The three countries have held multiple rounds of talks since Ethiopia broke ground on the project in 2011 but they have so far failed to produce an agreement on the filling and operation of the vast reservoir behind the 145-meter (475-foot) tall dam.
The last, held by video-conference in early November, broke up without making any headway.
Late last month, Egypt called in Ethiopia’s charge d’affaires after its foreign ministry spokesman claimed the dam dispute had become a welcome distraction from domestic problems for the Cairo government.

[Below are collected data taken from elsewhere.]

PR #3214, opened 2018-01-09
Fix privacy notice checkbox error in newletter form not showing

### LINKED ISSUE #3042: [Newsletter] Notification that informs about the need to check the privacy notice checkbox is no longer displayed
**[Affected versions]:**
- Firefox 56.0.2 and above

**[Affected Platforms]:**
- All Windows
- All Mac OS
- All Linux

**[Prerequisites]:**

**[Steps to reproduce]:**
2. Click the "Install the Test Pilot Add-on" big green button.
3. After TxP "Newsletter sign up" dialog is displayed, click the text field in order to focus it.
4. Enter a valid email address and leave the privacy checkbox unchecked.
5. Click the "Sign Up Now" button and observe the dialog behavior. 

**[Expected result]:**
- The sign up process is not performed and you are notified that you need to check the privacy notice checkbox in order to proceed.

**[Actual result]:**
- No notification is displayed that informs you about the need to check the privacy notice checkbox.

**[Notes]:**
- The same behavior occurs also for the footer Newsletter sign up form.
- Here is a screen recording of the behavior https://goo.gl/9Ussyv.

meandavejustice:
- fixes #3042

form-error

### DIFF
--- a/frontend/src/app/components/NewsletterForm/index.js
+++ b/frontend/src/app/components/NewsletterForm/index.js
@@ -87,7 +87,7 @@ export default class NewsletterForm extends React.Component {
       <label className={this.makeRevealedClassNames()} htmlFor={fieldName}>
         <span className="newsletter-form__check" />
         { this.state.privacyNote ? <Localized id="newsletterFormPrivacyAgreementRequired">
-          <span>
+          <span className="error-msg">
             Please check this box if you want to proceed.
           </span>
         </Localized> : null }
@@ -112,7 +112,7 @@ export default class NewsletterForm extends React.Component {
     }
     return <Localized id='newsletterFormSubmitButton'>
       <button className={classnames("button", "large", this.props.isModal ? "default" : "outline")}
-        ref={this.props.buttonRef}>Sign Up Now</button>
+        ref={this.props.buttonRef} onClick={this.checkPrivacy}>Sign Up Now</button>
     </Localized>;
   }
 
@@ -124,6 +124,12 @@ export default class NewsletterForm extends React.Component {
         </p>
       </Localized>
     );
+  }
+
+  checkPrivacy = () => {
+    if (!this.props.privacy) {
+      this.setState({ privacyNote: true });
+    }
   }
 
   handleSubmit(evt: Object) {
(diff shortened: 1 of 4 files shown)


SoftVision-PaulOiegas:
Shouldn't that error point to the checkbox? 😄 Was doing that before it disappeared.

meandavejustice:
@SoftVision-PaulOiegas I was going off of this, https://github.com/mozilla/testpilot/issues/3042#issuecomment-356171913, but I think you are right, it should point to the checkbox

meandavejustice:
updated position 
checkbox-error-position

chuckharmston:
Meta question: why are we using custom interface elements for things that the browser has defaults for? I think we should be using `required="required"` on the form element instead.

meandavejustice:
@chuckharmston I agree, @fzzzy also brought this up. Sounds like that would be a good issue for us to file with the `dev-papercut` label. Might also become a `good-first-issue`

chuckharmston (changes requested):
I'm not sure we should be adding code + complexity that we know can be done better, simpler. Can you refactor to use HTML form validation instead?

meandavejustice:
@chuckharmston ~~I'm happy to refactor but I'm not sure it makes sense for this issue. We aren't really adding any code in this issue, it's tweaking to fix the existing implementation. I would rather get this merged, as its a minor tweak that gets our signups working, and get the required field version in at a later date.~~

On second thought, it's not too big of a change to switch to the required fields. I'll just make the changes :)

fzzzy:
I know this code previously used required="required". Not sure when it changed.

meandavejustice:
@fzzzy I'll look through history and see if I can just do what we were doing before

chuckharmston:
@meandavejustice is this ready for re-review?

@flodolo looks like we need your review here as well; we're removing a string and are replacing it with native browser validation.

meandavejustice:
@chuckharmston indeed, it is ready for review

flodolo (approved):
In case I don't reply quickly, feel free to go ahead when you're only removing strings ;-)

flodolo:
This is also going to conflict, one way or the other, with #3349. Not sure if Git will be smart enough.

chuckharmston:
screen shot 2018-02-15 at 10 29 02

chuckharmston (approved):
Works great, looks great, and I love deleting code. Thanks for sticking with it!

Sudan’s state news agency SUNA said that officials from current African Union chair South Africa would be involved in the new round of talks.
Citing an unnamed official, SUNA said Sudan would propose granting African Union experts a “bigger role” in the negotiations for a binding agreement on the dam’s filling and operation.
Cairo has expressed fears that the Grand Ethiopian Renaissance Dam will severely reduce the Nile’s flow, with devastating effects for the more than 97 million Egyptians dependent on it.
Ethiopia says the hydroelectric power produced at the dam is vital to meet the power needs of its even larger population.
It insists downstream countries’ water supplies will not be affected.
Sudan, which suffered deadly floods last summer when the Blue Nile reached its highest level since records began more than a century ago, hopes that the new dam will help regulate the river’s flow.
The Blue Nile, which meets the White Nile in the Sudanese capital Khartoum, provides the great majority of the combined Nile’s flow through northern Sudan and Egypt to the Mediterranean.